Goal of the exercise: Scan the entries below for the word "properties". Copy each line that has it.
==== Data for review ====
PR #8489, opened 2022-12-16
[IOTDB-5176] Change ratis snapshot dir with datadir 

SzyWilliam:
Currently, when user assigns a customized data_dir in iotdb-datanode.properties, the ratis snapshot dir is not updated with this customized value, so that there will be inconsistent snapshot dirs.
In this pr I propose to update ratis snapshot dir togather with data_dir.


OneSizeFitsQuorum (approved):
LGTM

neuyilan:
Why not cherry-pick to rel/1.0?

PR #8494, opened 2022-12-16
[IOTDB-5173][To rel/1.0] Add statistic of flush point

SpriCoder:
Add the metric of flush point in important level with internal reporter support


OneSizeFitsQuorum (approved):
LGTM

PR #8496, opened 2022-12-17
[IOTDB-5173][To rel/0.13] Make metric related doc consistent with implementation

SpriCoder:
Make metric related doc consistent with implementation


OneSizeFitsQuorum (approved):
LGTM

PR #8506, opened 2022-12-19
[IOTDB-5233] Correct the message of unsupported thrift interface of schema template

MarcosZyk:
## Description

see IOTDB-5233


Cpaulyz (approved):
LGTM～

PR #8508, opened 2022-12-19
[To rel/1.0][IOTDB-5233] Correct the message of unsupported thrift interface of schema template

MarcosZyk:
## Description

see [IOTDB-5233](https://issues.apache.org/jira/browse/IOTDB-5233)


Cpaulyz (approved):
LGTM～

PR #8908, opened 2023-01-28
[IOTDB-5431] Fix concurrent bug caused by using synchronizedSet() in DriverScheduler

JackieTien97:
more details about this bug can be seen in this [issue](https://issues.apache.org/jira/browse/IOTDB-5431)


wangchao316 (approved):
LGTM

PR #8919, opened 2023-01-29
[IOTDB-5419] Add Region status in DataNode Heartbeat

Caideyipi:
## IOTDB-5419
1. Report region status in DataNode heartbeat,  instead of inheriting the DataNode status. May help distinguish readonly and running regions when regions are in different disks.
2. Set region status to removing when it's migrating.
image
image

<hr>

This PR has:
- [ ] been self-reviewed.
    - [ ] concurrent read
    - [ ] concurrent write
  for an unfamiliar reader.
  for code coverage.

<hr>


confignode/src/main/java/org/apache/iotdb/confignode/procedure/env/DataNodeRemoveHandler.java
```diff
@@ -155,6 +157,39 @@ public TDataNodeLocation findDestDataNode(TConsensusGroupId regionId) {
     return newNode.get();
   }
 
+  public TSStatus setRegionStatus(TConsensusGroupId regionId, TDataNodeLocation originalDataNode) {
```
Beyyes, line 160:
```suggestion
  public TSStatus setRegionStatusAsRemoving(TConsensusGroupId regionId, TDataNodeLocation originalDataNode) {
```

thrift/src/main/thrift/datanode.thrift
```diff
@@ -526,6 +532,10 @@ service IDataNodeRPCService {
   */
   common.TSStatus stopDataNode()
 
+  /**
+    * Config node will set a region's status to Data node.
```
CRZbulabula, line 536:
```suggestion
    * ConfigNode will set a Region's status to DataNode.
```

confignode/src/main/java/org/apache/iotdb/confignode/client/async/handlers/heartbeat/DataNodeHeartbeatHandler.java
```diff
@@ -72,8 +72,9 @@ public void onComplete(THeartbeatResp heartbeatResp) {
                       new RegionHeartbeatSample(
                           heartbeatResp.getHeartbeatTimestamp(),
                           receiveTime,
-                          // Region will inherit DataNode's status
-                          RegionStatus.parse(heartbeatResp.getStatus())));
+                          // Each region will be updated by its own status
```
CRZbulabula, line 75:
```suggestion
                          // Each Region will be updated by its own status
```

server/src/main/java/org/apache/iotdb/db/service/thrift/impl/DataNodeInternalRPCServiceImpl.java
```diff
@@ -945,6 +949,27 @@ private PathPatternTree filterPathPatternTree(PathPatternTree patternTree, Strin
...
+      } else {
+        CommonDescriptor.getInstance()
+            .getConfig()
+            .getSchemaRegionStatusMap()
+            .put(
+                new SchemaRegionId(req.getRegionId().getId()), RegionStatus.parse(req.getStatus()));
+      }
+      return new TSStatus(TSStatusCode.SUCCESS_STATUS.getStatusCode());
+    } catch (Exception e) {
+      return new TSStatus(TSStatusCode.SET_REGION_STATUS_ERROR.getStatusCode());
```
CRZbulabula, line 969: What scenario will trigger this error? It's better not to just use catch(Exception e) clause and don't write any error messages, which will cause confuse. For example, the most likely error is a failed to pares RegionStatus. Therefore, we should catch(IllegalException e) and set message "Unknown RegionStatus".

node-commons/src/main/java/org/apache/iotdb/commons/conf/CommonConfig.java
```diff
@@ -20,20 +20,27 @@
...
+import java.util.concurrent.ConcurrentHashMap;
 import java.util.concurrent.TimeUnit;
 
 public class CommonConfig {
 
   public static final String CONFIG_NAME = "iotdb-common.properties";
   private static final Logger logger = LoggerFactory.getLogger(CommonConfig.class);
 
+  private final Map<SchemaRegionId, RegionStatus> schemaRegionStatusMap = new ConcurrentHashMap<>();
+  private final Map<DataRegionId, RegionStatus> dataRegionStatusMap = new ConcurrentHashMap<>();
```
CRZbulabula, line 43: Is it better to manage these two parameters on DataNodeRegionManager instead of CommonConfig? Since they are only maintained by DataNode, but both ConfigNode and DataNode will cache a CommonConfig instance.

confignode/src/main/java/org/apache/iotdb/confignode/procedure/env/DataNodeRemoveHandler.java
```diff
@@ -155,6 +157,39 @@ public TDataNodeLocation findDestDataNode(TConsensusGroupId regionId) {
...
+                .sendSyncRequestToDataNodeWithGivenRetry(
+                    originalDataNode.getInternalEndPoint(),
+                    req,
+                    DataNodeRequestType.SET_REGION_STATUS,
+                    1)
+            : SyncDataNodeClientPool.getInstance()
+                .sendSyncRequestToDataNodeWithRetry(
+                    originalDataNode.getInternalEndPoint(),
+                    req,
+                    DataNodeRequestType.SET_REGION_STATUS);
```
CRZbulabula, line 176: I notice that this interface is only used in RegionMigrateProcedure. However, is it safe if we migrate a Region that located at a Unknown DataNode? If not, we can just refuse this migration but not try to modify the RegionStatus with 1 retry.

CRZbulabula (changes requested):
PTAL~

confignode/src/main/java/org/apache/iotdb/confignode/procedure/env/DataNodeRemoveHandler.java
Caideyipi: Because a region migration may also be caused by a DataNode removement, which is currently supported on unknown DataNode.

CRZbulabula (approved):
LGTM

PR #8923, opened 2023-01-30
[IOTDB-5140][To Rel/1.0] Add metrics for compaction deserializing pages or writing chunks

THUMarkLau:
See [IOTDB-5140](https://issues.apache.org/jira/browse/IOTDB-5140).

This PR add serveral metrics for compaction execution, especially for the method that the chunk is processed. There are three types of chunk process method, which are directly-flush, merged, and deserialized into points. Monitoring the method the chunk is compacted can benifit the tuning of compaction.

3b39e1bbca488ba3add588ab65204c9


SpriCoder (approved):
LGTM~

PR #8947, opened 2023-01-31
[To rel/1.0] Add setLeastDataRegionGroupNumSetByUser judgement

Beyyes:
## Description

cherry-pick some code of https://github.com/apache/iotdb/pull/8901

### DIFF
--- a/confignode/src/main/java/org/apache/iotdb/confignode/conf/ConfigNodeConfig.java
+++ b/confignode/src/main/java/org/apache/iotdb/confignode/conf/ConfigNodeConfig.java
@@ -101,6 +101,9 @@ public class ConfigNodeConfig {
   /** The least number of DataRegionGroup for each Database. */
   private volatile int leastDataRegionGroupNum = 5;
 
+  /** Indicate whether the leastDataRegionGroupNum is set by user, if true, lock it. */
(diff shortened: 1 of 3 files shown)


CRZbulabula (approved):
LGTM～

confignode/src/main/java/org/apache/iotdb/confignode/conf/ConfigNodeConfig.java
```diff
@@ -101,6 +101,9 @@ public class ConfigNodeConfig {
   /** The least number of DataRegionGroup for each Database. */
   private volatile int leastDataRegionGroupNum = 5;
 
+  /** Indicate whether the leastDataRegionGroupNum is set by user, if true, lock it. */
+  private volatile boolean leastDataRegionGroupNumSetByUser = false;
```
Caideyipi, line 105: image
This change should be cherry-picked too, otherwise the IT will fail.

Beyyes: The codes in rel/1.0 is different from master. There is no `testLeastDataRegionGroupNum` variable in the test class.

PR #8951, opened 2023-02-01
[IOTDB-5441] Fix NPE while fetch schema that is not in template used by related device

MarcosZyk:
### Cause

While fetching a normal timeseries under a device using template, since there's no template provided for traverser, which is brought by the mpp  or schema fetcher analyzing stage result, current implementation still tries to check the template and result in npe.

### Solution

Skip the template check while there's no template provided for traverser.

### DIFF
--- a/server/src/main/java/org/apache/iotdb/db/metadata/mtree/traverser/Traverser.java
+++ b/server/src/main/java/org/apache/iotdb/db/metadata/mtree/traverser/Traverser.java
@@ -96,6 +96,7 @@ public abstract class Traverser<R> extends AbstractTreeVisitor<IMNode, R> {
     }
     if (!isSuccess()) {
       Throwable e = getFailure();
+      e.printStackTrace();
       throw new MetadataException(e.getMessage(), e);
     }
   }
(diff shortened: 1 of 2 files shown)


server/src/main/java/org/apache/iotdb/db/metadata/mtree/traverser/Traverser.java
```diff
@@ -106,15 +112,21 @@ protected IMNode getChild(IMNode parent, String childName) throws MetadataExcept
     if (parent.isAboveDatabase()) {
       child = parent.getChild(childName);
     } else {
-      if (parent.getSchemaTemplateId() != NON_TEMPLATE) {
-        if (!skipPreDeletedSchema || !parent.getAsEntityMNode().isPreDeactivateTemplate()) {
+      child = store.getChild(parent, childName);
```
Cpaulyz, line 115: Perhaps still trying to fetch from the template first and then calling store.getChild would reduce some disk I/O in schemaFile mode. Just need to avoid the NPE when fetching from the template.

MarcosZyk: Fixed.

Cpaulyz (approved):
LGTM

PR #8953, opened 2023-02-01
Correct DataPartiton Fetch request parameter contruction

JackieTien97:
In this pr, we do four things:
1. Fix previous TDataPartitionReq contruction bug. Previously, while calculating TTimeSlot for each SeriesSlot, we mistakenly replace previous one with current one which cause the TTimeSlot is incomplete for each SeriesSlot. In write case, we may get IndexOutOfBound error in the later phase.
2. Accelerate the distribution plan phase for `group by level query`, reducing time complexity from O(N^2) to O(N) for each data region
3. Correct the memory estimation for AggregationOperator.
4. Correct the default value for `seriesPartitionExecutorClass` from `APHashExecutor` to `BKDRHashExecutor` which is same as the one in config file.


server/src/main/java/org/apache/iotdb/db/mpp/plan/planner/distribution/SourceRewriter.java
```diff
@@ -953,21 +965,43 @@ private void calculateGroupByLevelNodeAttributes(
...
+        //            descriptorExpressions.add(originalDescriptor.getOutputExpression());
+        //            continue;
+        //          }
+        //          for (Expression exp : originalDescriptor.getInputExpressions()) {
+        //            if (isAggColumnMatchExpression(childColumn, exp)) {
+        //              descriptorExpressions.add(exp);
+        //            }
+        //          }
+        //        }
+
```
HTHou, line 1004: Remove this?

HTHou (approved):

PR #8954, opened 2023-02-01
[To rel/1.0][IOTDB-5446] Add V_1_0 version and update version used in IoTDB

SpriCoder:
cherry picked from #8952


HTHou (approved):

HTHou (approved):

client-cpp/src/main/Session.cpp
```diff
@@ -793,6 +793,8 @@ string Session::getVersionString(Version::Version version) {
             return "V_0_12";
         case Version::V_0_13:
             return "V_0_13";
+        case Version::V_1_0,
```
HTHou, line 796:
```suggestion
        case Version::V_1_0:
```

PR #8957, opened 2023-02-01
[IOTDB-5449] Allow query scheduler to receive more tasks

Alima777:
Currently, the MAX_CAPACITY of query scheduler is 1000. But after pipelining, the number of query tasks maybe larger. Therefore, I turn up the size of task ready queue. 
And a problem is fixed in this pr. Blocked task or runnning task is polled out from ready queue, but they can't join the ready queue again if it's full.


server/src/main/java/org/apache/iotdb/db/mpp/execution/schedule/queue/IndexedBlockingQueue.java
```diff
@@ -67,31 +73,38 @@ public synchronized E poll() throws InterruptedException {
...
     return output;
   }
 
   /**
    * Push an element to the queue. The new element position is determined by the implementation. If
-   * the queue size has been reached the maxCapacity, or the queue has already contained an element
-   * with the same ID, an {@link IllegalStateException} will be thrown. If the element is null, an
-   * {@link NullPointerException} will be thrown.
+   * the queue has already contained an element with the same ID, an {@link IllegalStateException}
+   * will be thrown. If the queue size has been reached the maxCapacity, the element will wait a
```
lancelly, line 83: If the queue size has been reached => If the queue size has reached

lancelly:
> Currently, the MAX_CAPACITY of query scheduler is 1000. If size of queue is over 1000, the task will be rejected. We can let this task wait until there is a free space for it.

It seems that in this pr, we will continuously try to push the DriverTask into the queue when it is full and it is possible that the Task is pushed into the queue after it reaches TIME_OUT limit. I wonder if it is a problem.

Alima777:
> It seems that in this pr, we will continuously try to push the DriverTask into the queue when it is full and it is possible that the Task is pushed into the queue after it reaches TIME_OUT limit. I wonder if it is a problem.

Good question. Before pushing the task to the queue, READY status will be checked. So it will not be a problem.

server/src/main/java/org/apache/iotdb/db/mpp/execution/schedule/DriverScheduler.java
```diff
@@ -198,15 +200,34 @@ public void submitDrivers(QueryId queryId, List<IDriver> drivers, long timeOut)
...
+    SettableFuture<?> isBlocked = readyQueue.push(task);
+    if (isBlocked.isDone()) {
+      timeoutQueue.push(task);
+      task.setLastEnterReadyQueueTime(System.nanoTime());
+    } else {
+      isBlocked.addListener(
+          () -> {
+            task.lock();
+            try {
+              if (task.getStatus() == DriverTaskStatus.READY) {
```
JackieTien97, line 220: it seems that it will always be true

server/src/main/java/org/apache/iotdb/db/mpp/execution/schedule/queue/IndexedBlockingQueue.java
```diff
@@ -40,6 +44,7 @@
   private final int MAX_CAPACITY;
   private final E queryHolder;
   private int size;
+  private Deque<SettableFuture<?>> blockedTaskFutures;
```
JackieTien97, line 47: we need to control the size of this queue

JackieTien97 (changes requested):
We need a timeout mechanism to stop task from heaping up

lancelly (approved):

server/src/main/java/org/apache/iotdb/db/mpp/execution/schedule/queue/IndexedBlockingReserveQueue.java
```diff
@@ -0,0 +1,86 @@
...
+  /**
+   * RePush an element which is polled out for running or blocked before to the queue. In this case,
+   * we don't increase the current size of queue, since we have reserved a place for it.
+   */
+  public synchronized void repush(E element) {
+    if (element == null) {
+      throw new NullPointerException("pushed element is null");
+    }
+    pushToQueue(element);
+    reservedSize--;
```
JackieTien97, line 76: needn't do `size++`?

server/src/main/java/org/apache/iotdb/db/mpp/execution/schedule/queue/IndexedBlockingReserveQueue.java
```diff
@@ -0,0 +1,92 @@
...
+    return output;
+  }
+
+  public synchronized void push(E element) {
+    if (element == null) {
+      throw new NullPointerException("pushed element is null");
+    }
+    Preconditions.checkState(
+        !contains(element),
+        "The queue has already contained the element: " + element.getDriverTaskId());
```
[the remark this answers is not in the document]
JackieTien97: same as the method in `IndexedBlockingQueue `

server/src/main/java/org/apache/iotdb/db/mpp/execution/schedule/DriverScheduler.java
```diff
@@ -79,20 +80,22 @@ public static DriverScheduler getInstance() {
   private final AtomicInteger nextDriverTaskHandleId = new AtomicInteger(0);
   private IMPPDataExchangeManager blockManager;
 
-  private static final int MAX_CAPACITY =
+  private static final int QUERY_MAX_CAPACITY =
       IoTDBDescriptor.getInstance().getConfig().getMaxAllowedConcurrentQueries();
   private static final int WORKER_THREAD_NUM =
       IoTDBDescriptor.getInstance().getConfig().getQueryThreadCount();
+  private static final int TASK_MAX_CAPACITY = QUERY_MAX_CAPACITY * WORKER_THREAD_NUM * 2;
```
JackieTien97, line 87: Is there some reasons about this parameter setter?

JackieTien97 (changes requested):

server/src/main/java/org/apache/iotdb/db/mpp/execution/schedule/queue/IndexedBlockingReserveQueue.java
Alima777: Fixed.

server/src/main/java/org/apache/iotdb/db/mpp/execution/schedule/queue/IndexedBlockingReserveQueue.java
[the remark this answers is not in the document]
Alima777: Yes, I think so.

JackieTien97 (approved):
====
Output of the task:
Currently, when user assigns a customized data_dir in iotdb-datanode.properties, the ratis snapshot dir is not updated with this customized value, so that there will be inconsistent snapshot dirs.
   public static final String CONFIG_NAME = "iotdb-common.properties";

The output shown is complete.